Considering these large networks as simple undirected graphs, one way of approaching their analysis is to use combinatorial methods to search for partitions into communities; the communities obtained must then be analyzed so that they make sense in biology. In this context, we have developed various methods and tools. Several original algorithms allow to build overlapping or disjoint communities. Identifying the best partitioning of a graph is an intrinsically NP-hard problem. We have therefore developed several combinatorial optimization heuristics whose goal is to maximize a measure of the community structure of the graph. The chosen measure is the modularity criterion (Newman, 2006). One of these algorithms, an overlapping class partitioning method, has led to the identification of multifunctional proteins. Our tools are available online and widely used, among others, as applications within the international software Cytoscape dedicated to the study of these networks. We have also developed a bootstrap method in graph partitioning to give an indication of the robustness of the classes, as well as a functional enrichment approach based on the calculation of distances in the network.
We have adapted the definition of modularity to the simultaneous consideration of several networks sharing nodes, called multiplex networks. The aim is to integrate various points of view on the same set of proteins, reflecting the heterogeneous character of their interactions. We have applied this method to the detection of communities in simulated multiplex networks, modeled as independent realizations of different Stochastic Block Models (SBM) sharing the same latent community membership variables; the comparison of this approach to simple network aggregation highlights its efficiency. This work, whose ultimate goal is to define and annotate more finely functional modules of proteins, has been successfully applied to a multiplex network resulting from the simultaneous consideration of four biological networks.

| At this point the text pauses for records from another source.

PR #192, opened 2022-09-06
Dynamic mapping of pore water tracers to ocean tracers

### LINKED ISSUE #191: Recode mapping between pore water and ocean tracers
Hi @JorgSchwinger and @TomasTorsvik , in the course of the implementation for the nitrogen cycle, I need to introduce new pore water tracers for NH<sub>4</sub> and NO<sub>2</sub>. Thus far, most pore water tracer indices are matching the ocean tracer indices. Through the use of pre-processor flags, other implemented tracers (solid and dissolved ocean tracers, etc.), etc. this scheme is no longer sustainable and I would like to introduce a mapping between pore water tracers and ocean tracers. This primarily affects `mo_param1_bgc.F90` and `dipowa.F90`.

My current thought is to implement something along the lines (in `mo_param1_bgc.F90`, sort of pseudo-code):
```
int map_por2octra(-1:npowtra)
map_por2octra(ipowaox) = ioxygen
```
and then in `dipowa.F90` using the mapping vector instead of the direct index for the sediment tracer, roughly:
Instead of `iv_oc = iv` using `iv_oc = map_por2octra(iv)` (for most of the tracers that are directly handled via the tredsy).

I will implement this and test this in the master branch (since it shouldn't change the response). If you have a better suggestion how to handle the mapping, please let me know (asap, since I need this part of code soon in the nitrogen cycle). In the course of this, I will also modify (re-order) the sediment tracer index part in `mo_param1_bgc.F90` and make its style similar to the ocean tracer index declaration (and initialization).

jmaerz:
As announced in #191, I modified the way how we map the pore water tracers to the ocean tracers during diffusive exchange between sediment and ocean. I left the (potential) bug untouched, which will be fixed in a separate step. I tested the new implementation against former `master` and results were bit-identical.

### DIFF
--- a/hamocc/dipowa.F90
+++ b/hamocc/dipowa.F90
@@ -198,14 +198,15 @@ subroutine dipowa(kpie,kpje,kpke,omask,lspin)
 
            ! diffusive fluxes (positive downward)
            sedfluxo(i,j,iv) = sedfluxo(i,j,iv)                                 &
-                &  -(ocetra(i,j,kbo(i,j),iv) - aprior)* bolay(i,j)
+                &  -(ocetra(i,j,kbo(i,j),iv_oc) - aprior)* bolay(i,j)
 #ifdef natDIC
-           if (iv==isco212) ocetra(i,j,kbo(i,j),inatsco212) =                  &
+           ! workaround as long as natDIC is not implemented throughout the sediment module 
+           if (iv_oc==isco212) ocetra(i,j,kbo(i,j),inatsco212) =               &
                 &  ocetra(i,j,kbo(i,j),inatsco212) +                           &
-                &  ocetra(i,j,kbo(i,j),iv) - aprior
-           if (iv==ialkali) ocetra(i,j,kbo(i,j),inatalkali) =                  &
+                &  ocetra(i,j,kbo(i,j),isco212) - aprior
+           if (iv_oc==ialkali) ocetra(i,j,kbo(i,j),inatalkali) =               &
                 &  ocetra(i,j,kbo(i,j),inatalkali) +                           &
-                &  ocetra(i,j,kbo(i,j),iv) - aprior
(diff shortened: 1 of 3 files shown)


TomasTorsvik (approved):
Looks fine to me.

hamocc/dipowa.F90
```diff
@@ -190,16 +186,8 @@ subroutine dipowa(kpie,kpje,kpke,omask,lspin)
...
   do iv = 1, npowtra
-     iv_oc = iv
-#ifdef cisonew
-     if (iv == ipowc13) iv_oc=isco213
-     if (iv == ipowc14) iv_oc=isco214
-#endif
+     iv_oc = map_por2octra(iv)
      do i = 1,kpie
         l = 0
         if (omask(i,j) > 0.5) then
```
JorgSchwinger, line 193: If the correspondence between pore water and ocean tracers is not guaranteed, iv needs to be replaced by iv_oc in all ocetra occurances below. Also inside the #ifdef natDIC block

JorgSchwinger (commented):
Looks good to me, but should be thoroughly tested for bit-for-bit reproducibility!

hamocc/dipowa.F90
jmaerz: See https://github.com/NorESMhub/BLOM/issues/191#issuecomment-1238443457 - since it seems as it doesn't affect CMIP backwards compatibility at all, I would then suggest to do it in one goal and exchange the indices. The code as is was tested against the former master, but maybe it's then worth to test it also against master `cisonew` switched on.

jmaerz:
Hi @JorgSchwinger and @TomasTorsvik , I checked the latest commit of this pull request against the master and master switched on for natDIC. In both cases, results are identical. So, if you agree, I would merge with master.

JorgSchwinger (approved):

PR #198, opened 2022-09-26
Fixing variable sediment porosity - field initialization in case of `sedbypass=true`

### LINKED ISSUE #197: Fix required for spatially variable porosity for case `sedbypass=true`
Hi @TomasTorsvik and @JorgSchwinger , unfortunately, I overlooked the case  `sedbypass=true` when implementing the spatially variable porosity. Thus far, we ONLY allocate memory for `porsol`, `porwah`, `porwat`, `solfu` and the diffusion coefficients, when `sedbypass=false`. However, during the initialization process, `bodensed.F90` is called irrespective of this and we are trying to fill un-allocated fields, when `sedbypass=true`. Formerly, these fields were 1D and always allocated, while we actually don't need them really, when `sedbypass=true`. 

So, (quick) question: shall we always allocate the 2D and 3D fields or do you feel it is better to only fill them in `bodensed.F90` during the initialization, when needed (meaning: we ignore filling them, when `sedbypass=true` via pre-processor flags in `bodensed.F90`). I see the trade-off between memory usage versus readability here... - which is why I am asking.

jmaerz:
Dear @JorgSchwinger and @TomasTorsvik , as noted in #197, the initialization of 2D and 3D fields in `bodensed.F90` raised an error in case of `sedbypass=true`. As discussed in #197 (and before), I moved the initialization of sediment parameters (some of them also used in the water column in case of aggregation schemes) into `mo_sedmnt.F90` and initialize the 2D and 3D fields only in case we're using the sediment routines. Closes #197


TomasTorsvik (approved):
Thanks @jmaerz , this looks fine to me.

I see one more reference to BODENSED in the header of dipowa.F90, line 43, that you may have missed
```
!     constant diffusion coefficient : 1.e-9 set in BODENSED.
```

jmaerz:
Thanks @TomasTorsvik ! I fixed it.

hamocc/mo_sedmnt.F90
```diff
@@ -97,16 +105,185 @@ MODULE mo_sedmnt
...
+      enddo
+      enddo
+      enddo
+      zcoeflo(:,:,ks) = 0.0                    ! diffusion coefficient for bottom sediment layer
       
+      if (mnproc == 1) then
+        write(io_stdo_bgc,*)  'Pore water diffusion coefficients in sediment initialized'
+      endif
+
+ END SUBROUTINE ini_sedmnt_fields
```
JorgSchwinger: Wouldn't a more specific name be better, e.g. `ini_sedmnt_por` or something like this? `ini_sedmnt_fields` makes me wonder (if I were new to the code) what the difference between this routine and `alloc_mem_sedmnt` is.

JorgSchwinger (approved):
Looks good, thank you. Have you tested whether this gives bit-identical results?

hamocc/mo_sedmnt.F90
jmaerz: Hi @JorgSchwinger , mmh, ok, I would have hoped that the difference between declaration, allocation and initialization should be clear - not sure, how to best name it then, though, since it's about pore water space, solid volume fraction and diffusion coefficients in the sediment (ini_sedmnt_vars also sounds odd, which would follow the beleg_vars.F90 naming). I'll think about it. I haven't tested it after the re-shuffling (since nothing else was changed), but I can/will set up a run on betzy.

JorgSchwinger: Ok, I agree the difference between 'ini' and 'alloc' shoud be clear (allthough the former could include the latter). I just thought that the routine is dealing with initializing sediment porosity (and related/derived quantities) so '_por'  or similar instead of '_fields' would be more specific. But not so important after all.

jmaerz: Ok, I renamed it to `_por` and provide a bit more information what will be initialized.

jmaerz: Hi @TomasTorsvik and @JorgSchwinger , I now checked the feature branch against the `master` - in case of `sedbypass=true`, the latest `master` didn't went through - so there the bug caused issues (sorry again) - so don't use sha: 88d6208d053733a87dec9546be6a2287f8626941 in cases for `sedbypass=true` - I re-ran the `master` with sha: 3e4eb0f4543175dce3b92a070ea454cdfec1f645 (the commit before introducing the variable porosity) for testing purposes and major nutrients and alkalinity are identical in both cases (`sebypass=true` and `sedbypass=false`). So I'll merge the branch.

PR #199, opened 2022-09-27
Support for NUOPC driver

matsbn:
BLOM can now be coupled to CESM using the NUOPC driver. Also, wave forcing fields have been declared and wave-ocean coupling is supported when using the NUOPC driver.

Technical functioning of the NUOPC interface has been verified with cesm2_3_alpha08a. There is no change of results in BLOM standalone configurations or when the MCT driver is used.


phy/mod_difest.F
```diff
@@ -283,6 +285,15 @@ subroutine init_difest
 c    .          lnoDGat1=.true.                 ,
 c    .          CVMix_kpp_params_user=KPP_params )
 c
+c$OMP PARALLEL DO PRIVATE(l,i)
+      do j=1,jj
+        do l=1,isp(j)
+        do i=max(1,ifp(j,l)),min(ii,ilp(j,l))
+          OBLdepth(i,j)=10.
```
TomasTorsvik, line 292: Why is this needed in init_difest? I see a reference to OBLdepth in the `blom_accflds` routine in `mod_nuopc_methods`. I'm slightly worried that `hOBL` is not initialized in a similar way (see recent changes in PR #179 ), but it is not clear to me if this can have implications for iHAMOCC.

TomasTorsvik: OK, I just saw your latest comment to PR #179. I will include an inital value `hOBL(i,j) = 3.` in a similar way as for OBLdepth.

TomasTorsvik (approved):
Hi @matsbn ,
I should probably have a better grasp of NUOPC to make a full review of this PR, but at least I don't see anything obvious that looks strange to me.

phy/mod_difest.F
matsbn: OBLdepth is passed to the coupler with NUOPC, while it was not with MCT. OBLdepth is needed in case the wave component is active. The export coupling fields have to be sent before the model has started integrating, so before difest_vertical* is called. Therefore it is necessary to give OBLdepth a sensible value in the case vcoord_type_tag == cntiso_hybrid .

JorgSchwinger (approved):
Looks fine to me, although I can't really say much more than this.

matsbn:
Thanks for approving, @TomasTorsvik and @JorgSchwinger . This is a change that the BLOM devs have been informed about, and I thought it as useful to inform the iHAMOCC devs through a review request since it changes the folder structure under ```drivers```. As mention in the PR, it should not impact current application of BLOM in NorESM. I'll proceed to merge.

PR #201, opened 2022-11-08
Fix porosity read

jmaerz:
In preparation of the new NorESM release, I fixed the reading of the variable sediment porosity so that it is now fully functional. As written in #189 , the reading was thus far untested and has been now tested and applied in my private N-cycle branches (from which I cherry-picked the fix). For non-variable sediment porosity (the default), nothing changes.


JorgSchwinger (approved):
Looks good to me.

TomasTorsvik (approved):
Thanks! I'm fine with this code change.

Perspectives common to both research themes
Both approaches, bottom-up and top-down, give us different and complementary visions of cellular functioning. We are working to bring these two axes together, sharing among others the use of gene and protein expression data produced by transcriptomics and proteomics. In our projects, we use large-scale biological data to expand or parameterize Boolean models; conversely, large static networks are contextualized to make them more dynamic. The simultaneous consideration of these two scales of interactions leads us to develop new mathematical approaches, such as modeling the expressions of proteins in a large network of interactions via spatial models of the Markov field type.
Applications to biology
A very strong common objective, which is the raison d'être of our work, is to stay as close as possible to concrete applications in biology. This objective is achieved through collaborations that are often international, and that have already borne fruit through publications in high impact journals.
We studied a Boolean model of the regulatory network involved in bladder cancer and proposed an explanation for the co-occurring and mutually exclusive mutations observed in these cancers. A Boolean model also allowed us to predict synergies between anti-cancer drugs used in targeted therapy against gastric cancers. These predictions have been experimentally validated by our collaborators. We have also worked on functional prediction for proteins involved in cancers from large scale data (prostate cancer, gastric cancer), and on the study of relationships between human diseases through their comorbidities.
Other projects include the modeling of the iron/sulfur cluster homeostasis system in E. coli, and the study of hematopoietic stem cell differentiation and aging.
The specificity of each of these applications and their diversity make our tools evolve and new mathematical questions emerge.